Required action » Pull every line containing "cannot" out of the listing below.

Dataset »
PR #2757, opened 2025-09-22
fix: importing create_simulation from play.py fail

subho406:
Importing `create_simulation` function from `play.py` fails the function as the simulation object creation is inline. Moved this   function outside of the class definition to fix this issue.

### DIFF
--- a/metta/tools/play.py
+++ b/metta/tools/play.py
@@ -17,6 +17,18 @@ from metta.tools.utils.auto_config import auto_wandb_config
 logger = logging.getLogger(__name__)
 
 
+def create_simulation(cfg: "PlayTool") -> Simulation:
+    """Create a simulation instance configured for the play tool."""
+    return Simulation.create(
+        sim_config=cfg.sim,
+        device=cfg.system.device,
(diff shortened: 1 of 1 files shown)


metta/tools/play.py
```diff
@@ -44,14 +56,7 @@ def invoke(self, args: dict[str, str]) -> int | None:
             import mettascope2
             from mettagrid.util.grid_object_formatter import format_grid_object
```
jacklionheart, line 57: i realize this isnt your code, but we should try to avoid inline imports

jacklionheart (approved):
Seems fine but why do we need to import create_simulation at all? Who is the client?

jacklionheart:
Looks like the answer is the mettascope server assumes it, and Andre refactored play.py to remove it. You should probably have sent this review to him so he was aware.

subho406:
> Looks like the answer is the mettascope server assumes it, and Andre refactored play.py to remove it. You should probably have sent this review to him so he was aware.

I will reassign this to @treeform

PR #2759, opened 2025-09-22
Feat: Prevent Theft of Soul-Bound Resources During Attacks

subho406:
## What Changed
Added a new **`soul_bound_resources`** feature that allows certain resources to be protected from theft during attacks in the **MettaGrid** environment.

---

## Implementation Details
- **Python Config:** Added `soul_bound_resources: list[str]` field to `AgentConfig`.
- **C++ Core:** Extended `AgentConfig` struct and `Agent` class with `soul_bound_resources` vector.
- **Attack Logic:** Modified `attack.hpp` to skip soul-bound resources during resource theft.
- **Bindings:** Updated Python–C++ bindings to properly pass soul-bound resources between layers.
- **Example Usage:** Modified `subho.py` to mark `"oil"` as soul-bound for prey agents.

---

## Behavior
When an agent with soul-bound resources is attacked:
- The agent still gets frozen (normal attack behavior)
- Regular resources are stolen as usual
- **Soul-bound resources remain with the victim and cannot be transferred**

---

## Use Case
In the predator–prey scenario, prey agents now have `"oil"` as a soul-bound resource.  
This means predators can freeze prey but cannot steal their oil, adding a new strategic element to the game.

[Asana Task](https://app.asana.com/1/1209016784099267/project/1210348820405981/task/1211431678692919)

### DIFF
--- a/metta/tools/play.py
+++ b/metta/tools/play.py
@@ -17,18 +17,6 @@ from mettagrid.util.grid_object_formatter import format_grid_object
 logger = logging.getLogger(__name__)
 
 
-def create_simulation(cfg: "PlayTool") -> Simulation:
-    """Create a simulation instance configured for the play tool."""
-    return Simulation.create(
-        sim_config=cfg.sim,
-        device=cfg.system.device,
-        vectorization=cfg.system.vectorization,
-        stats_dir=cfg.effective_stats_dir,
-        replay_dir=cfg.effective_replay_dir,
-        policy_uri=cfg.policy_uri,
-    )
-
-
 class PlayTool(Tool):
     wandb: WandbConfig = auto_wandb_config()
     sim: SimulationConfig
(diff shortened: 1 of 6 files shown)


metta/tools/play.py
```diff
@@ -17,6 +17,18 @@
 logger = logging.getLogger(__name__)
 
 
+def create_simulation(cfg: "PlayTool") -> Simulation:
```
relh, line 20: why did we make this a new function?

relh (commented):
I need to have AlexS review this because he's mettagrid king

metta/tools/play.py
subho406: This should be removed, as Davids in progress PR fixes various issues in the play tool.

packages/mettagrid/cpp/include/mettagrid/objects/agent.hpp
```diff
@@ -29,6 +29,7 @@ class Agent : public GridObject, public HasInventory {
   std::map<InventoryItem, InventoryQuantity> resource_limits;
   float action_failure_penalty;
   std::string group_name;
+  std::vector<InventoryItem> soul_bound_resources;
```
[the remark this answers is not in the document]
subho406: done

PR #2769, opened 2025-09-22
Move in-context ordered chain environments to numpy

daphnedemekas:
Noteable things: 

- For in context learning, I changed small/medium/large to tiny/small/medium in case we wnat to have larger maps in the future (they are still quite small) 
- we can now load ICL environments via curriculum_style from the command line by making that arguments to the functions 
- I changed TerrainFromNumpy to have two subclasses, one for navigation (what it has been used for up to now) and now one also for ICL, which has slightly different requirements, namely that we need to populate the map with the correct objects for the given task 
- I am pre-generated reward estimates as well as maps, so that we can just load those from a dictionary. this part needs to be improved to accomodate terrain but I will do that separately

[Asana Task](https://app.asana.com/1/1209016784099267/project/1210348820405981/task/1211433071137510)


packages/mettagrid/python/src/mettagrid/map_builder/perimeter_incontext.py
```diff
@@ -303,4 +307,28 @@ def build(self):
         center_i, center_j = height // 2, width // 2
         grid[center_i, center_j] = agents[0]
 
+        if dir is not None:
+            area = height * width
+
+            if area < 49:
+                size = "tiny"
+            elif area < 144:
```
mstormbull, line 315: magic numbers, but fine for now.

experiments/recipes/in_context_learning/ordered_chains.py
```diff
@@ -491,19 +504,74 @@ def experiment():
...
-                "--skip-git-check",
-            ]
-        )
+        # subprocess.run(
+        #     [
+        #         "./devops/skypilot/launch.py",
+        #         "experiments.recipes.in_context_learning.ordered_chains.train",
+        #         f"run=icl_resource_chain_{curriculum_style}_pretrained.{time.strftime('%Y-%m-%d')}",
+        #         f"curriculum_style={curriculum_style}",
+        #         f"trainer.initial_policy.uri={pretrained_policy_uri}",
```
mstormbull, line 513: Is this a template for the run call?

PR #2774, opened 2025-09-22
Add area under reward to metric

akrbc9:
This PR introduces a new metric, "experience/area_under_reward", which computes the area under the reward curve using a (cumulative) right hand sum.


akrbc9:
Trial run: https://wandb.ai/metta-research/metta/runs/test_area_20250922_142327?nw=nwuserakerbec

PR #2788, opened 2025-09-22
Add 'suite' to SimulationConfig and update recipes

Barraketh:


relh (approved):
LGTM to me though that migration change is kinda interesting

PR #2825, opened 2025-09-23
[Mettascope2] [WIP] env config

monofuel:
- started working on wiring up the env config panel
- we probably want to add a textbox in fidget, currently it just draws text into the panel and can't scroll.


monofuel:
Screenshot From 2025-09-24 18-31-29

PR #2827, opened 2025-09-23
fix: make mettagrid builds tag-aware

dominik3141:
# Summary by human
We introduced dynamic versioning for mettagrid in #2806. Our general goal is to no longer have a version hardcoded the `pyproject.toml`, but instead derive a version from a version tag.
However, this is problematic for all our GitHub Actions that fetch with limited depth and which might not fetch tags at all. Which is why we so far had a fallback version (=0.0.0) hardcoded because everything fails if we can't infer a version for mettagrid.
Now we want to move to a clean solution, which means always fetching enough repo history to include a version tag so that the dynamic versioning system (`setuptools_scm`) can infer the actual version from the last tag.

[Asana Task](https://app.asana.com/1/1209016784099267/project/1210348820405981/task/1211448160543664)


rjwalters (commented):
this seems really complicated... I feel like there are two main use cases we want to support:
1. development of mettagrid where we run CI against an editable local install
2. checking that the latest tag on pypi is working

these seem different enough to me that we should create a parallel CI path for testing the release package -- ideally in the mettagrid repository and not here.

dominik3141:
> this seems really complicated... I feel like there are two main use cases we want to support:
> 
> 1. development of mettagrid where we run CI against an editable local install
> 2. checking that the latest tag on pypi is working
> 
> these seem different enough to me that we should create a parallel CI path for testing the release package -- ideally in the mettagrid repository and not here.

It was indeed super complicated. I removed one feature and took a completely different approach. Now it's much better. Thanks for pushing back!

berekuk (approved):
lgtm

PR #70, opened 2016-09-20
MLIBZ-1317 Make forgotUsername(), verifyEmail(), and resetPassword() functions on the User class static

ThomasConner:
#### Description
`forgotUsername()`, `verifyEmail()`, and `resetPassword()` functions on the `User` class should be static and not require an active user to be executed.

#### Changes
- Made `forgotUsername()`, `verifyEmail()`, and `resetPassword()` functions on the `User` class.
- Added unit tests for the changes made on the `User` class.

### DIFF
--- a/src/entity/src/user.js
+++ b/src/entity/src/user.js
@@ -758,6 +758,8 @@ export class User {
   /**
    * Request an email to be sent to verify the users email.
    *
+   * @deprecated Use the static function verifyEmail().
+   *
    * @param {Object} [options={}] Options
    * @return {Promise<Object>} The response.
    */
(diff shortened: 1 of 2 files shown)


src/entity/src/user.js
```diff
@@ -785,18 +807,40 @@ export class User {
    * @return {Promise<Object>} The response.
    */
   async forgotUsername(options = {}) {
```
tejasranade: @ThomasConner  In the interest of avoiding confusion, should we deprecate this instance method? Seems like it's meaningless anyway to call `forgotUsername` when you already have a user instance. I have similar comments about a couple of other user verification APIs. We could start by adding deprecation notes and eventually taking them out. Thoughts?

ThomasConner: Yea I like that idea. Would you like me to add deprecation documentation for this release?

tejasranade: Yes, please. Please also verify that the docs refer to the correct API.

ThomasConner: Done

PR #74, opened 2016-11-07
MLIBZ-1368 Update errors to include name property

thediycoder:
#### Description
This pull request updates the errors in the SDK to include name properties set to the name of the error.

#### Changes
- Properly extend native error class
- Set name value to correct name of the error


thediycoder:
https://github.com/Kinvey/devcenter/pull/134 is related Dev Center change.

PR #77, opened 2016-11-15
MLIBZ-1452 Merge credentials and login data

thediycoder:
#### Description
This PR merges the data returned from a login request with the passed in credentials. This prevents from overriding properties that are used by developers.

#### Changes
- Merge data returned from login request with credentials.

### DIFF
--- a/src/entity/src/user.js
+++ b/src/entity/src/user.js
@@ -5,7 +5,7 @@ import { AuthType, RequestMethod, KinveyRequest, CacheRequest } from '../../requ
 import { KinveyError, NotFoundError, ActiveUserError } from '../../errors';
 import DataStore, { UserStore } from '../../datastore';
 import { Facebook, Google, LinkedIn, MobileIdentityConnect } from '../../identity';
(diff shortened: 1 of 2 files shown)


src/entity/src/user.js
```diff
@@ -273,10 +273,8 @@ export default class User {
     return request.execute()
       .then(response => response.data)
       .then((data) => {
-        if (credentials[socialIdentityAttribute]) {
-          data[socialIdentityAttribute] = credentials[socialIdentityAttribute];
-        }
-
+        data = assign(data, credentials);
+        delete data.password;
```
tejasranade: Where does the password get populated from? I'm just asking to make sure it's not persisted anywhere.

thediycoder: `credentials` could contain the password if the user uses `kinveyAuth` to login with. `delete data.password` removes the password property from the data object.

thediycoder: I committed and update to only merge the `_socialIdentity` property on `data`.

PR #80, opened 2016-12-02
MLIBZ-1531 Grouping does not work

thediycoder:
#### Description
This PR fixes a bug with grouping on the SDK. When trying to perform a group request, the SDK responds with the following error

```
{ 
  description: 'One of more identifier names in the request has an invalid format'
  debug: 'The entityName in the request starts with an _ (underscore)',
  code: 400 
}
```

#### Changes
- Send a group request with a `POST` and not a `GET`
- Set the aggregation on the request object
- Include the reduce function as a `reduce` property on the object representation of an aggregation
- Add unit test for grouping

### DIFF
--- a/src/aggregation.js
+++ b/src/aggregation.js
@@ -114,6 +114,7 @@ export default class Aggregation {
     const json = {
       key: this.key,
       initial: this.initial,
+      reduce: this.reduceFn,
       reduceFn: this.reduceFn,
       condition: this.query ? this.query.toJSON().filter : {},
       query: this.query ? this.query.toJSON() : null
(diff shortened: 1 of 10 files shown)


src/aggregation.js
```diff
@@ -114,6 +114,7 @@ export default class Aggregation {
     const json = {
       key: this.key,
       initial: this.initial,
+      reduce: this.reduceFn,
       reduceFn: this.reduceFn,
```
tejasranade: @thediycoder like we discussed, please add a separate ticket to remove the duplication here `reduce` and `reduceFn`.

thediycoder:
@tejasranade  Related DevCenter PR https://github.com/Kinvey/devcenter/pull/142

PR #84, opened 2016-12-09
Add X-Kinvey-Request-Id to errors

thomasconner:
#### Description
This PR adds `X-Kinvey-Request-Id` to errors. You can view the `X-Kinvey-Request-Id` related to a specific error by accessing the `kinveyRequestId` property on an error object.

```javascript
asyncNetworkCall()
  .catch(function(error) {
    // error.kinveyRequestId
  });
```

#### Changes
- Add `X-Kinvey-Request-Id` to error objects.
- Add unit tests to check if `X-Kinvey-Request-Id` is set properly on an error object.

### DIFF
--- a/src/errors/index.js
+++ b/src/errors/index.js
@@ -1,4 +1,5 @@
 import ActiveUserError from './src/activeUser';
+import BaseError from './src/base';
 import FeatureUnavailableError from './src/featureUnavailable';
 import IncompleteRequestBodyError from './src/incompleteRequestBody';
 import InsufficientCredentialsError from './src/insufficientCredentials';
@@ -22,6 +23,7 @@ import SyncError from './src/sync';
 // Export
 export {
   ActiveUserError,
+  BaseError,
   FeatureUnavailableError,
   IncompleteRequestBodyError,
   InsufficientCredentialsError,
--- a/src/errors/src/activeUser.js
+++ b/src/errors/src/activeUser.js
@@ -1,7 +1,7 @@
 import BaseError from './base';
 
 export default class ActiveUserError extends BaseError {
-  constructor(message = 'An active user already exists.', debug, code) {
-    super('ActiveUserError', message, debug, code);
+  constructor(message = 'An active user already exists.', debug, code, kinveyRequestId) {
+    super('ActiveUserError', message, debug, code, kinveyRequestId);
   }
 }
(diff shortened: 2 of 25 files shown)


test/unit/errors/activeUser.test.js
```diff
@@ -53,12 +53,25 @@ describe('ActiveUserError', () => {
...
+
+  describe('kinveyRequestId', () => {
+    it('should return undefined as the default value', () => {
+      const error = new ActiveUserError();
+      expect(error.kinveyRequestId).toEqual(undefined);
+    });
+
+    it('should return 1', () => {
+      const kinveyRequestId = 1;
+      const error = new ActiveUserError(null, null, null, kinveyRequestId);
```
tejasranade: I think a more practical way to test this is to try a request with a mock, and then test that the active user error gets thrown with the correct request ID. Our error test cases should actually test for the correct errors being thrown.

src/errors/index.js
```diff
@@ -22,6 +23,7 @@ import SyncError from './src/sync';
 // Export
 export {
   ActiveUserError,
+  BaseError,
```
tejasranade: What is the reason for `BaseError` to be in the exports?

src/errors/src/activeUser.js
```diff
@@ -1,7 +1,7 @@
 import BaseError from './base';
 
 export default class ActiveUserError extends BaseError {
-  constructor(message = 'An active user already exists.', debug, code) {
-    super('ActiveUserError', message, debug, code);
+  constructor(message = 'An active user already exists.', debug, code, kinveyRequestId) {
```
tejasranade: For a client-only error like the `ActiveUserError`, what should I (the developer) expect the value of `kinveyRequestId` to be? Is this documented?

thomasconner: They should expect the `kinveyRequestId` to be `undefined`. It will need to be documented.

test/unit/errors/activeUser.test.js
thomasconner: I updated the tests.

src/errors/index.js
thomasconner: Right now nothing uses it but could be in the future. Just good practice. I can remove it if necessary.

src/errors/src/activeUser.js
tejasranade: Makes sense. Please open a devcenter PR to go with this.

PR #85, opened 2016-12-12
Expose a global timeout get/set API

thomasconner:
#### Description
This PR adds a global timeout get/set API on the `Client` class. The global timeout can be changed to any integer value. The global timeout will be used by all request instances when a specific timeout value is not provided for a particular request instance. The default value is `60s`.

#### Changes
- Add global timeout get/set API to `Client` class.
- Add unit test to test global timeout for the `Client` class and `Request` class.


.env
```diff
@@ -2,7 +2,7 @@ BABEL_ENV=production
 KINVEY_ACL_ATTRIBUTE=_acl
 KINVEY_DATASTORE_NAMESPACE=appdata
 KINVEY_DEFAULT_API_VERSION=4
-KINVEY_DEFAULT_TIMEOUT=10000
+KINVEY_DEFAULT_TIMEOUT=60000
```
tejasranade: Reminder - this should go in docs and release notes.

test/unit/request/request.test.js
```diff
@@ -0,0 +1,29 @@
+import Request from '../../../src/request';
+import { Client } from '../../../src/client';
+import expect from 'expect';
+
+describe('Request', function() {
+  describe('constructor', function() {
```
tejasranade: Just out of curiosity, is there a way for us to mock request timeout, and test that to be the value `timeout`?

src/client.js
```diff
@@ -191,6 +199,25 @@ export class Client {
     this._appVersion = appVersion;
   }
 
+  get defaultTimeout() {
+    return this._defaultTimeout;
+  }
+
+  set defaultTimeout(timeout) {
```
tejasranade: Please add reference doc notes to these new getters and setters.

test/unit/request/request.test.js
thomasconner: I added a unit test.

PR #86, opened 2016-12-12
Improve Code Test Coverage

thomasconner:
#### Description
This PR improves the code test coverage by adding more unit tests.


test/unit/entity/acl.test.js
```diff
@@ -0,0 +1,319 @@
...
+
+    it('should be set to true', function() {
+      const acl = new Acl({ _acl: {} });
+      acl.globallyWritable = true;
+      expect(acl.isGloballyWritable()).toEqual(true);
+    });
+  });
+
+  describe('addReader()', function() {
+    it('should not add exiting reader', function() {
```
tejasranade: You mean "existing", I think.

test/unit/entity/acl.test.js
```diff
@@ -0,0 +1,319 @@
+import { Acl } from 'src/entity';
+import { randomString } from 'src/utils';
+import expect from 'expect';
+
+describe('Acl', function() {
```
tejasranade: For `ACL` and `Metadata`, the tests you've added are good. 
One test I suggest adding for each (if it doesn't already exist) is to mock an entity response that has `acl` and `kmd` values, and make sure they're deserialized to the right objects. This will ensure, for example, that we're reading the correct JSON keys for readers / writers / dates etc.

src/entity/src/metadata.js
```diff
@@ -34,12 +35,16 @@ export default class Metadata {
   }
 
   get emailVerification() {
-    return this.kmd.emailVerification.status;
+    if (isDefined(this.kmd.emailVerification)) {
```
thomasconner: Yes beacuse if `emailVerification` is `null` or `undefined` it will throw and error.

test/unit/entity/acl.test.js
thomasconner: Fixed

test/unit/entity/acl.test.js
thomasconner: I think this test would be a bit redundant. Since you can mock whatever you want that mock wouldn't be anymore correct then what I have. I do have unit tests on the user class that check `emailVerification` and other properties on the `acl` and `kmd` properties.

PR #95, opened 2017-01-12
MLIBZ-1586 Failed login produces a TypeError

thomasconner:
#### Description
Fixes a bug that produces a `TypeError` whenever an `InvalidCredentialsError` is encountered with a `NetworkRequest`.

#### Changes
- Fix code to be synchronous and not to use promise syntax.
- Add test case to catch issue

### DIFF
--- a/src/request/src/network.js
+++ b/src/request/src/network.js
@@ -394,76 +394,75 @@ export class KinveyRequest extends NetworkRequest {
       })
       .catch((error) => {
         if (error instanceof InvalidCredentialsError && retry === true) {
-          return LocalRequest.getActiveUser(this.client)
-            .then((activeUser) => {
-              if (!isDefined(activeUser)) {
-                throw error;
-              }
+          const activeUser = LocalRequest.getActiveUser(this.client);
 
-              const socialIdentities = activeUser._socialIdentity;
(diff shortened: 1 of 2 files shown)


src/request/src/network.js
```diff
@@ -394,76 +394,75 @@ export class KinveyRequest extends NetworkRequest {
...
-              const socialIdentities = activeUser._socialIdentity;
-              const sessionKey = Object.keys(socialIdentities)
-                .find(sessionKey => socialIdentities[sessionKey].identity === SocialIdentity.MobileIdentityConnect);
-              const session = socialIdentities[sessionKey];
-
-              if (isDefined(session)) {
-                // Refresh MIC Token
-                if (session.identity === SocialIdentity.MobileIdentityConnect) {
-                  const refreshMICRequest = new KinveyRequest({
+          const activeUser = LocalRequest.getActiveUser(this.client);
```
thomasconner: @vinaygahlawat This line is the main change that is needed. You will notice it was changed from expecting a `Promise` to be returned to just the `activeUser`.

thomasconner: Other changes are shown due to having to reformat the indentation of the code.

Output below »
- **Soul-bound resources remain with the victim and cannot be transferred**
This means predators can freeze prey but cannot steal their oil, adding a new strategic element to the game.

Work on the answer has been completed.